### [WHAT IS NEEDED]
The answer must be the data, repeated exactly.

### [Stored data entries]
Issue #404, opened 2023-11-27
Add undo feature to file operations


evilakela:
### Will you be willing to contribute this feature?

- [ ] Yes, I'll give it a shot

### Describe the solution you'd like

Ability to undo following actions by pressing u (vim like)
- Paste the yanked files (p)
- Move the files to the trash (d)
- Create a file or directory (a)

### [RESULT OF THIS EXERCISE]
Issue #404, opened 2023-11-27
Add undo feature to file operations


evilakela:
### Will you be willing to contribute this feature?

- [ ] Yes, I'll give it a shot

### Describe the solution you'd like

Ability to undo following actions by pressing u (vim like)
- Paste the yanked files (p)
- Move the files to the trash (d)
- Create a file or directory (a)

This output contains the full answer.